Fungsi utama dari Birokrasi pemerintah yang dijalankan oleh para aparatur pemerintah, tidak lain adalah memberikan pelayanan publik yang sifatnya lebih urgen dibandingkan pelayanan yang diberikan oleh pihak swasta kepada masyarakat. Sifat urgen ini dapat dicontohkan misalnya pelayanan dalam penyediaan air bersih bagi seluruh wilayah kota, pelayanan menjaga ketertiban dan keamanan kota dan sebagainya. Disisi lain sifat dari pelayanan yang diberikan organisasi pemerintah terhadap masyarakatnya tidak didasarkan atas perhitungan rugi-laba melainkan lebih pada rasa pengabdian kepada masyarakat umum.

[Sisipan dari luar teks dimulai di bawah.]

PR #159, opened 2019-11-08
Invert function of LOD modifier

DamianMadden:
Resolves [AB#348](https://dev.azure.com/euclideon/57c3bd2a-8f94-4578-b195-2e4fa9d8f295/_workitems/edit/348)

Also missed some things originally

### DIFF
--- a/src/scene/vcLiveFeed.cpp
+++ b/src/scene/vcLiveFeed.cpp
@@ -295,8 +295,7 @@ vcLiveFeed::vcLiveFeed(vdkProject *pProject, vdkProjectNode *pNode, vcState *pPr
   m_updateFrequency(15.0),
   m_decayFrequency(300.0),
   m_maxDisplayDistance(50000.0),
-  m_pMutex(udCreateMutex()),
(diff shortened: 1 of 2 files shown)


src/scene/vcLiveFeed.cpp
```diff
@@ -306,6 +305,8 @@ vcLiveFeed::vcLiveFeed(vdkProject *pProject, vdkProjectNode *pNode, vcState *pPr
   m_oldestFeedUpdate = m_newestFeedUpdate;
   m_fetchNow = true;
 
+  m_labelLODModifier = 1.0;
```
OsiJr: This was moved out of the initialiser list?

DamianMadden: one of the build machines had a problem with it

OsiJr: There is a rule in C++ that the list here has to be in the same order as they are defined in the header; you probably needed to move it above the mutex.

OsiJr: Most compilers don't care though

PR #161, opened 2019-11-11
Removed cameraPositionInLongLat

OsiJr:


src/main.cpp
```diff
@@ -2305,8 +2299,10 @@ void vcRenderWindow(vcState *pProgramState)
           vdkProjectNode *pNode;
           if (vdkProjectNode_Create(pProgramState->activeProject.pProject, &pNode, pProgramState->activeProject.pRoot, "Camera", vcString::Get("viewpointDefaultName"), nullptr, nullptr) == vE_Success)
           {
+            udDouble3 cameraPositionInLongLat = udGeoZone_CartesianToLatLong(pProgramState->gis.zone, pProgramState->pCamera->position, true);
+
             if (pProgramState->gis.isProjected)
-              vdkProjectNode_SetGeometry(pProgramState->activeProject.pProject, pNode, vdkPGT_Point, 1, (double*)&pProgramState->pCamera->positionInLongLat);
+              vdkProjectNode_SetGeometry(pProgramState->activeProject.pProject, pNode, vdkPGT_Point, 1, (double*)&cameraPositionInLongLat);
```
samsinsane: `&cameraPositionInLongLat.x` will avoid the need to type cast unnecessarily.

OsiJr: I'll address this in a coming PR. I've made the change locally already so it doesn't get missed.

PR #162, opened 2019-11-11
Changed camera movemode to lockAltitude

OsiJr:
Relies on #161

### DIFF
--- a/src/vcCamera.cpp
+++ b/src/vcCamera.cpp
@@ -131,7 +131,6 @@ void vcCamera_UpdateMatrices(vcCamera *pCamera, const vcCameraSettings &settings
 
   pCamera->matrices.camera = vcCamera_GetMatrix(pCamera);
 
-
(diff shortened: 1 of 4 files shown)


src/vcCamera.cpp
```diff
@@ -238,11 +238,11 @@ void vcCamera_Apply(vcState *pProgramState, vcCamera *pCamera, vcCameraSettings
     // Translation
     if (pCamSettings->cameraMode == vcCM_FreeRoam)
     {
-      if (pCamSettings->moveMode == vcCMM_Plane)
+      if (!pCamSettings->lockAltitude)
```
samsinsane: Swap cases around to avoid negative test? I appreciate it's the simple case but `if not condition else` is a weird pattern.

OsiJr: Fixed in a future PR. Already made the change locally so it isn't missed.

PR #165, opened 2019-11-11
Compare models now copies all attributes

samsinsane:


src/vcBPA.cpp
```diff
@@ -921,18 +920,35 @@ vdkError vcBPA_ConvertReadPoints(vdkConvertCustomItem *pConvertInput, vdkPointBu
...
-    *pColour = *pOldColour;
+    for (uint32_t j = 0; j < pData->activeItem.pGrid->pBuffer->attributes.count; ++j)
+    {
+      vdkAttributeDescriptor &oldAttrDesc = pData->activeItem.pGrid->pBuffer->attributes.pDescriptors[j];
+      uint32_t attributeSize = (oldAttrDesc.typeInfo & (vdkAttributeTypeInfo_SizeMask << vdkAttributeTypeInfo_SizeShift));
+
+      // Get attribute old offset and pointer
+      uint32_t attrOldOffset = 0;
+      if (vdkAttributeSet_GetOffsetOfNamedAttribute(&pData->activeItem.pGrid->pBuffer->attributes, oldAttrDesc.name, &attrOldOffset) != vE_Success)
+        continue;
```
DamianMadden: Should this take issue if it fails? assert or something?

samsinsane: For what it's worth, we use the attribute information of the "new model" (old variables in this function) to populate the comparison model (new variables in this function), so at no point should an attribute not exist - @OsiJr will need to correct me here if I've done something wrong. I chose to prioritise the generation and output of the displacement data over anything else, as that's the entire point of the feature. It's inconvenient for the model to not contain the other data, but it's completely useless when it doesn't generate anything because of an oversight on our side.

src/vcBPA.cpp
```diff
@@ -78,13 +78,12 @@ struct vcBPAGrid
     return grid;
   }
 
-  void Init(bool initPointBuffer = true)
+  void Init(vdkStandardAttributeContent standardContent)
```
OsiJr: I'll have a chat with you offline but I think this should be a `vdkStandardAttributeSet`

OsiJr: After offline chat, this is correct for the current version of VDK0.5.0

PR #173, opened 2019-11-21
Multi scene

zengweicheng666:
The realization function is multi-scene rendering, can be used for comparison between scenes.


src/main.cpp
```diff
@@ -390,10 +390,10 @@ void vcMain_MainLoop(vcState *pProgramState)
         else // We need to add it to the scene (hopefully)
         {
           vdkProjectNode *pNode = nullptr;
-
+		  vcRender_SwitchContext(pProgramState, pProgramState->eLoadModelFormCurIndex);
```
OsiJr: Wrong tabs here

src/vcState.h
```diff
@@ -115,10 +122,12 @@ struct vcState
   bool forceLogout;
   double lastServerAttempt;
   double lastServerResponse;
-  vdkContext *pVDKContext;
-  vcRenderContext *pRenderContext;
+  vcContextIndex eCurrentContextIndex;
+  vdkContext *pVDKContext[vcContext_Count];
```
OsiJr: There should only be 1 pVDKContext; This will use multiple licenses for no reason?

src/vcState.h
```diff
@@ -115,10 +122,12 @@ struct vcState
...
+  vcRenderContext *pRenderContext[vcContext_Count];
```
OsiJr: There doesn't need to be multiple render contexts either, the internals can be shared without issue

src/vcState.h
```diff
@@ -62,6 +62,13 @@ enum vcErrorSource
   vcES_ProjectChange
 };
 
+enum vcContextIndex
+{
+	vcContext_Scene,
+	vcContext_History,
+	vcContext_Count
+};
```
OsiJr: Making these temporal with onion skinning would give a better user experience

src/vcState.h
zengweicheng666: I'm making a few changes to support multiple scenarios using one render context.

zengweicheng666: I'm making a few changes to support multiple scene using one render context.

DamianMadden:
So, the idea behind this is to have 2 different scenes rendering, each with a pointcloud of the same object at different times, but receiving the same inputs, to place side by side on screen or tab between and compare?

src/main.cpp
```diff
@@ -2417,6 +2685,33 @@ void vcRenderWindow(vcState *pProgramState)
...
+
+			ImGui::End();
+		}
+		else
+		{
+			ImGui::SetNextWindowSize(size);
+			ImGui::PushStyleVar(ImGuiStyleVar_WindowPadding, ImVec2(2, 2));
+			ImGui::SetNextWindowPos(ImVec2(0, 0));
+
+			bool sceneWindow = ImGui::Begin(udTempStr("%s###scenePresentation", vcString::Get("historyTitle")), &pProgramState->settings.window.windowsOpen[vcDocks_History]);
```
DamianMadden: This will probably collide with the existing scenePresentation window if they can ever exist simultaneously, the part after ### is used as a unique ID if it's present...

DamianMadden:
It looks like huge portions of this copy pasted code could be just refactored to take in some information about which 'scene' it pertains to... But I'm thinking you should somewhere just use a numerical reference to conditionally add items to the render data or conditionally follow through with the render call for those items, with some sentinel indicating to render in all instances, but it may only be the case that you need to differently handle scene items, and the use case I'm imagining wouldn't see any scene item used in more than one instance

OsiJr:
> It looks like huge portions of this copy pasted code could be just refactored to take in some information about which 'scene' it pertains to... But I'm thinking you should somewhere just use a numerical reference to conditionally add items to the render data or conditionally follow through with the render call for those items, with some sentinel indicating to render in all instances, but it may only be the case that you need to differently handle scene items, and the use case I'm imagining wouldn't see any scene item used in more than one instance

@DamianMadden, this PR is being handled offline.

OsiJr:
Closing this PR due to decay. It should be rebased and refreshed before being reopened.

PR #174, opened 2019-11-21
Screenshots

DamianMadden:
F8 Hotkey, menu buttons to capture/bring up settings, saves into C:\Users\<user>\AppData\Roaming\euclideon\client for now, until we implement a way to determine a path platform independently like My Pictures / Camera Roll on phones, etc.


src/vcModals.cpp
```diff
@@ -746,29 +749,154 @@ void vcModals_DrawUnsupportedFiles(vcState *pProgramState)
...
+  }
+  else if (pProgramState->image.pImage == nullptr)
+  {
+    return true;
+  }
+
+  if (pFilename == "")
+    udStrcpy(pFilename, bufLen, vcString::Get("screenshotDefaultName"));
+
+  pProgramState->screenshot.pPixels = udAllocType(uint8_t, pProgramState->sceneResolution.x * pProgramState->sceneResolution.y * 4, udAF_Zero);
```
peterAdams1014: Will this leak if line 784 is hit?

src/vcState.h
```diff
@@ -174,6 +174,17 @@ struct vcState
   vcTranslationInfo languageInfo;
   bool showUI;
   vcDocks changeActiveDock;
+
+  struct screenshot
+  {
+    bool taking;
+    bool renderLabels;
+    bool resize;
+    int format;
```
peterAdams1014: Turn `format` and `res` into enums.

src/vcModals.cpp
peterAdams1014: Also no check for allocation failure?

src/main.cpp
```diff
@@ -2247,6 +2277,12 @@ void vcRenderWindow(vcState *pProgramState)
     vcCamera_SwapMapMode(pProgramState);
 #endif
 
+  if (ImGui::IsKeyPressed(SDL_SCANCODE_F8))
```
OsiJr: PrintScreen?

src/main.cpp
```diff
@@ -2247,6 +2277,12 @@ void vcRenderWindow(vcState *pProgramState)
...
+  {
+    pProgramState->screenshot.taking = true;
+    vcModals_TakeScreenshot(pProgramState, pProgramState->screenshot.outputName, vcMaxPathLength);
```
OsiJr: It would be better to move the configuration to settings so that pressing the button takes it immediately (or as immediately as possible) without the modal popping up.

This will prevent things moving that the user wanted to capture.

An additional setting for "Show Screenshots" to open the display modal optionally would be useful.

src/vcModals.cpp
```diff
@@ -746,6 +749,131 @@ void vcModals_DrawUnsupportedFiles(vcState *pProgramState)
...
+
+  vcTexture_BeginReadPixels(pProgramState->image.pImage, 0, 0, pProgramState->sceneResolution.x, pProgramState->sceneResolution.y, pProgramState->screenshot.pPixels, pProgramState->pRenderContext->pFramebuffer[1]);
```
OsiJr: It would be useful to `vcTexture_SaveToFile` to have this functionality rather than doing it in a modal.

src/vcModals.h
```diff
@@ -22,6 +24,7 @@ enum vcModalTypes
   vcMT_ConvertAdd,
   vcMT_ConvertOutput,
   vcMT_ConvertTempDirectory,
+  vcMT_screenshot,
```
OsiJr: This is inconsistent with the other modal names (but I would encourage removing the modal anyway).

src/vcModals.cpp
```diff
@@ -746,29 +749,154 @@ void vcModals_DrawUnsupportedFiles(vcState *pProgramState)
...
+
+  udFree(pProgramState->screenshot.pPixels);
+  pProgramState->screenshot.taking = false;
+
+  return true;
+}
+
+// If path + filename exists, adds next available number suffix before the extension, starting from pSuffix
+bool vcModals_SequencialFilename(char* pBuffer, uint32_t bufLen, int* pSuffix)
+{
```
peterAdams1014: As per our discussion, this function could be simplified greatly.

src/vcModals.cpp
```diff
@@ -746,29 +749,154 @@ void vcModals_DrawUnsupportedFiles(vcState *pProgramState)
...
+    break;
+
+  case 2:
+    stbi_write_tga(pFilename, pProgramState->sceneResolution.x, pProgramState->sceneResolution.y, 4, pProgramState->screenshot.pPixels);
+    break;
+
+  case 3:
+    stbi_write_jpg(pFilename, pProgramState->sceneResolution.x, pProgramState->sceneResolution.y, 4, pProgramState->screenshot.pPixels, 100);
+    break;
+
```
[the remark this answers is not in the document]
samsinsane: I would assume the warning only applies to `enum`s due to the specific list of valid values.

src/vcModals.h
```diff
@@ -1,6 +1,8 @@
 #ifndef vcModals_h__
 #define vcModals_h__
 
+#include "udMath.h"
```
samsinsane: Why does this header need this include now?

builds/assets/lang/enAU.json
```diff
@@ -545,5 +545,20 @@
...
+  "screenshotResLabel": "Resolution",
+  "screenshotRes720p": "720p Resolution",
+  "screenshotRes1080p": "1080p Resolution",
+  "screenshotRes4K": "4K Resolution",
+  "screenshotFormatLabel": "Image Format",
+  "screenshotHideLabels": "Hide Labels",
+  "screenshotFilename": "Filename",
+  "screenshotSettings": "Setup Screenshot",
+  "screenshotTake": "Take Screenshot",
+  "screenshotDefaultName": "Screen Capture"
```
samsinsane: None of these are documented in the translation document.

src/main.cpp
DamianMadden: This block never opened the modal, but either way I've mostly changed to move settings into the settings dock and removed it from the modal, and I suppose I'll hook it up for show screenshots to bring up the classic image viewer

src/vcModals.cpp
```diff
@@ -746,29 +749,154 @@ void vcModals_DrawUnsupportedFiles(vcState *pProgramState)
...
+  }
+
+  udFree(pProgramState->screenshot.pPixels);
+  pProgramState->screenshot.taking = false;
+
+  return true;
+}
+
+// If path + filename exists, adds next available number suffix before the extension, starting from pSuffix
+bool vcModals_SequencialFilename(char* pBuffer, uint32_t bufLen, int* pSuffix)
```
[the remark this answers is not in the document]
DamianMadden: So the student becomes the teacher

src/main.cpp
DamianMadden: Printscreen was being intercepted by the system/not working, might be to do with this keyboard's prntscreen being fn+ insert

DamianMadden: Printscreen seems to get taken up by the OS, at least on this keyboard

src/vcModals.cpp
DamianMadden: This will be a little complex as we need the valid attached framebuffer to do so in this way, for earlier versions of opengl

src/vcState.h
```diff
@@ -174,6 +174,17 @@ struct vcState
   vcTranslationInfo languageInfo;
   bool showUI;
   vcDocks changeActiveDock;
+
+  struct screenshot
```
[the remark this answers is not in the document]
DamianMadden: the way it's layed out now there is a lot of ambiguity in some of the names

Dari kedua ciri pelayanan umum yang dijalankan oleh birokrasi tersebut, dapat dipahami bahwa sesungguhnya profesi aparatur pemerintah tidak lain dituntut untuk menjadi service provider yang memiliki criteria sebagaimana sifat dari pelayanan itu sendiri. Dalam hal ini jelas masing-masing dituntut untuk menjalankan tugas dan fungsinya dengan menggunakan suatu keahlian dan standar moral atau etika tertentu dan memiliki jiwa pengabdian yang sungguh-sungguh terhadap masyarakat yang dilayaninya. Karakteristik atau ciri-ciri seperti disebut di atas mencerminkan profesionalisme aparatur pemerintah. Namun pada kenyataannya hal itu masih perlu terus diupayakan dan ditingkatkan karena fenomena menunjukkan kondisi yang masih jauh dari harapan.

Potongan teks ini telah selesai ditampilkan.